Bug 104827 - FILESAVE DOC: Justified Text with Section Breaks Incorrectly Exported
Summary: FILESAVE DOC: Justified Text with Section Breaks Incorrectly Exported
Status: NEW
Alias: None
Product: LibreOffice
Classification: Unclassified
Component: Writer (show other bugs)
Version:
(earliest affected)
Inherited From OOo
Hardware: All All
: medium normal
Assignee: Not Assigned
URL:
Whiteboard:
Keywords: filter:doc
Depends on:
Blocks: Section
  Show dependency treegraph
 
Reported: 2016-12-21 05:04 UTC by Luke
Modified: 2020-12-21 11:12 UTC (History)
4 users (show)

See Also:
Crash report or crash signature:


Attachments
Simple .doc file with justified text and section break (22.00 KB, application/msword)
2016-12-21 05:04 UTC, Luke
Details
Some file round-tripped missing carriage return. Looks wrong in Word (9.50 KB, application/msword)
2016-12-21 05:05 UTC, Luke
Details
Screenshot showing missing paragraph mark and poorly formatted text in Word. (108.25 KB, image/png)
2016-12-21 05:10 UTC, Luke
Details

Note You need to log in before you can comment on or make changes to this bug.
Description Luke 2016-12-21 05:04:10 UTC
Created attachment 129833 [details]
Simple .doc file with justified text and section break

The MS-DOC standard has a quirk where if you end a justified paragraph with a section break and no carriage return, the last line will be justified. (Normally last line is left aligned). For some reason, just before a section break (page or continuous), our exporter throws away the final return. As a result, justified .doc files with section breaks get damaged on round-trip when opened in MS Office.
Comment 1 Luke 2016-12-21 05:05:00 UTC
Created attachment 129834 [details]
Some file round-tripped missing carriage return. Looks wrong in Word
Comment 2 Luke 2016-12-21 05:10:04 UTC
Created attachment 129835 [details]
Screenshot showing missing paragraph mark and poorly formatted text in Word.

Justin L,
Is this export issue something you'd be interested in?
Comment 3 Xisco Faulí 2016-12-21 09:41:50 UTC
Confirmed in

Version: 5.4.0.0.alpha0+
Build ID: 5a20df55ff829978c880b22e0a1f32c35d0ba30f
CPU Threads: 4; OS Version: Linux 4.8; UI Render: default; VCL: gtk2; 
Locale: ca-ES (ca_ES.UTF-8); Calc: group
Comment 4 Justin L 2016-12-21 14:07:39 UTC
This comes from calling ww8atr.cxx:ReplaceCr(0xc) in wrtww8.cxx:WriteText().

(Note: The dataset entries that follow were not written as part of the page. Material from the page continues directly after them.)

PR #3685, opened 2025-01-30
[tmpnet] Minimize duration of tx acceptance for e2e testing

maru-ava:
## Why this should be merged

Faster tests mean faster iteration

## How this works

- Enable configuration of min block delay for primary subnet with the addition of node flag `--proposer-min-block-delay`
- Configure tmpnet to default the block delay to zero for all subnets
- Reduce the wallet poll interval from 100ms to 10ms
- Remove unnecessary sleep in virtuous test

## How this was tested

CI against regression, manually verified decreased runtime

New node flag should be documented.

### DIFF
--- a/config/config.go
+++ b/config/config.go
@@ -1084,21 +1084,23 @@ func getSubnetConfigsFromDir(v *viper.Viper, subnetIDs []ids.ID) (map[ids.ID]sub
 	}
 
 	subnetConfigs := make(map[ids.ID]subnets.Config)
-	if len(subnetConfigPath) == 0 {
-		// subnet config path does not exist but not explicitly specified, so ignore it
-		return subnetConfigs, nil
-	}
 
 	// reads subnet config files from a path and given subnetIDs and returns a map.
 	for _, subnetID := range subnetIDs {
+		// Ensure default configuration
 		config := getDefaultSubnetConfig(v)
+		subnetConfigs[subnetID] = config
+
+		if len(subnetConfigPath) == 0 {
+			// subnet config path does not exist but not explicitly specified, so ignore it
+			continue
+		}
 
 		filePath := filepath.Join(subnetConfigPath, subnetID.String()+subnetConfigFileExt)
 		fileInfo, err := os.Stat(filePath)
 		switch {
 		case errors.Is(err, os.ErrNotExist):
-			// this subnet config does not exist, use the default configuration
-			subnetConfigs[subnetID] = config
+			// this subnet config does not exist, the default configuration will be used
 			continue
 		case err != nil:
 			return nil, err
@@ -1112,6 +1114,7 @@ func getSubnetConfigsFromDir(v *viper.Viper, subnetIDs []ids.ID) (map[ids.ID]sub
 			return nil, err
 		}
 
+		// Update the default config with the values from the file
 		if err := json.Unmarshal(file, &config); err != nil {
 			return nil, fmt.Errorf("%w: %w", errUnmarshalling, err)
 		}
--- a/config/config.go
+++ b/config/config.go
@@ -1132,7 +1132,7 @@ func getDefaultSubnetConfig(v *viper.Viper) subnets.Config {
 	return subnets.Config{
 		ConsensusParameters:         getConsensusConfig(v),
 		ValidatorOnly:               false,
-		ProposerMinBlockDelay:       proposervm.DefaultMinBlockDelay,
+		ProposerMinBlockDelay:       v.GetDuration(ProposerMinBlockDelayKey),
 		ProposerNumHistoricalBlocks: proposervm.DefaultNumHistoricalBlocks,
 	}
 }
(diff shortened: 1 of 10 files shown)


config/flags.go
```diff
@@ -384,6 +385,9 @@ func addNodeFlags(fs *pflag.FlagSet) {
 	fs.StringToString(TracingHeadersKey, map[string]string{}, "The headers to provide the trace indexer")
 
 	fs.String(ProcessContextFileKey, defaultProcessContextPath, "The path to write process context to (including PID, API URI, and staking address).")
+
+	// Primary Subnet Config
```
darioush, line 389: what does primary subnet here refer to? is it the primary network or a specific subnet?

tests/fixture/tmpnet/defaults.go
```diff
@@ -76,3 +78,11 @@ func DefaultChainConfigs() map[string]FlagsMap {
 		},
 	}
 }
+
+// A set of subnet configuration appropriate for testing.
+func DefaultSubnetConfig() FlagsMap {
```
qdm12, line 83: since this is only used in this package, can we unexport it?

qdm12 (approved):
1. What's the overall time saved?
2. `Reduce the wallet poll interval from 100ms to 10ms` - just as a word of warning, getting close to millisecond in tests can be risky on CI running on shared/slow runners, and produce flaky tests, just because the runner is slow and things take milliseconds to execute... think Pentium 4 running CI 😄

darioush (approved):

config/config.go
```diff
@@ -1132,7 +1132,7 @@ func getDefaultSubnetConfig(v *viper.Viper) subnets.Config {
 	return subnets.Config{
 		ConsensusParameters:         getConsensusConfig(v),
 		ValidatorOnly:               false,
-		ProposerMinBlockDelay:       proposervm.DefaultMinBlockDelay,
+		ProposerMinBlockDelay:       v.GetDuration(ProposerMinBlockDelayKey),
```
StephenButtolph, line 1135: This causes some weirdness in the defaults.

1. The default value of `ProposerMinBlockDelay` for all subnets is currently `proposervm.DefaultMinBlockDelay`.
2. With this change, the default value for subnets that do not specify a custom subnet config is still `proposervm.DefaultMinBlockDelay`.
3. With this change, the default value for subnets that do specify a custom subnet config is equal to `--proposer-min-block-delay`.

I think (2) and (3) should be unified.

config/keys.go
```diff
@@ -208,4 +208,5 @@ const (
 	TracingExporterTypeKey                             = "tracing-exporter-type"
 	TracingHeadersKey                                  = "tracing-headers"
 	ProcessContextFileKey                              = "process-context-file"
+	ProposerMinBlockDelayKey                           = "proposer-min-block-delay"
```
StephenButtolph, line 211: Should we include this in `RELEASES.md` (and maybe in `config.md` as well?)

StephenButtolph, line 211: Also wondering if this is only supposed to impact the primary network - if we should name it something like `--primary-network-min-block-delay`

config/config.go
```diff
@@ -1054,8 +1054,9 @@ func getSubnetConfigsFromFlags(v *viper.Viper, subnetIDs []ids.ID) (map[ids.ID]s
 
 	res := make(map[ids.ID]subnets.Config)
 	for _, subnetID := range subnetIDs {
+		config := getDefaultSubnetConfig(v)
```
aaronbuchwald, line 1057: I see, so here we guarantee that for each tracked `subnetID` we start with the default and override as provided.

config/config.go
```diff
@@ -1090,11 +1091,14 @@ func getSubnetConfigsFromDir(v *viper.Viper, subnetIDs []ids.ID) (map[ids.ID]sub
 
 	// reads subnet config files from a path and given subnetIDs and returns a map.
 	for _, subnetID := range subnetIDs {
+		config := getDefaultSubnetConfig(v)
```
aaronbuchwald, line 1094: The comment added to `chains/manager.go` implies that we now require a default config is present for each `subnetID` that we're tracking. Do we need to guarantee that here as well? It seems that if `subnetConfigPath` is empty, then we'll exit before getting to this point and may not guarantee that?

config/config_test.go
```diff
@@ -474,13 +476,6 @@ func TestGetSubnetConfigsFromFlags(t *testing.T) {
 			},
 			expectedErr: nil,
 		},
-		"subnet is not tracked": {
-			givenJSON: `{"Gmt4fuNsGJAd2PX86LBvycGaBpgCYKbuULdCLZs3SEs1Jx1LU":{"validatorOnly":true}}`,
-			testF: func(require *require.Assertions, given map[ids.ID]subnets.Config) {
-				require.Empty(given)
-			},
-			expectedErr: nil,
-		},
```
aaronbuchwald, line 483: Should we keep this test as it's still relevant and should produce the same result as the new case `default config used when no config provided` ?

config/config.go
aaronbuchwald: It seems like this actually can't cause a problem because there are two behaviors:
- use the default path where this will be non-empty and therefore not exit early
- use a non-default path, where it will then check that the directory exists, which will cause an error if the subnetConfigPath is in fact an empty string

StephenButtolph (approved):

The relevant parts of ReplaceCr were most recently (2002-04-04) written by Caolán McNamara.  https://cgit.freedesktop.org/libreoffice/core/commit/?id=b88924a09b3932535afb177e8944fb354aacfa81

I'm not sure why ReplaceCr is used instead of just WriteChar(0xc).  It is not super-trivial to find the ?HoriOrient? position of the latest paragraph, so it isn't simple to wrap that in an if clause.  The comments here are mostly in German.

CC'd Caolán McNamara
Comment 5 Caolán McNamara 2016-12-21 15:10:58 UTC
14 years ago is a bit of a stretch to cc me on it :-), I don't have any special insights at this distance in time
Comment 6 QA Administrators 2017-12-22 03:35:42 UTC Comment hidden (obsolete)
Comment 7 Luke 2017-12-27 04:58:55 UTC
Still reproducible with Version: 6.1.0.0.alpha0+ (x64)
Build ID: bf8e8cf11bc0d60ab80f5b3420dc424aec2fa626

by roundtripping attachment 129833 [details] and opening in Word.
Comment 8 QA Administrators 2018-12-28 03:45:58 UTC Comment hidden (obsolete)
Comment 9 Luke 2019-01-01 00:32:09 UTC
Still Repro in Version: 6.3.0.0.alpha0+ (x64)
Build ID: 082144fa0fb2021cfb41494bb6eb5bf417e58ab1
Comment 10 Justin L 2020-11-10 15:01:21 UTC
Still repro in 7.1+

The comments are no longer in German - so that might help some of us.

Either my previous testing was completely wrong (most likely), or something else has changed. WriteText is NOT directly calling ReplaceCr for this document, but is calling wrtw8nds.cxx's MSWordExportBase::OutputSectionNode which is then calling ReplaceCr (which is ONLY used by GetExport().GetExportFormat() == MSWordExportBase::DOC).

Unfortunately, unit tests (like ww8export3's fdo53985.doc) show it isn't as simple as changing that ReplaceCr to a WriteChar.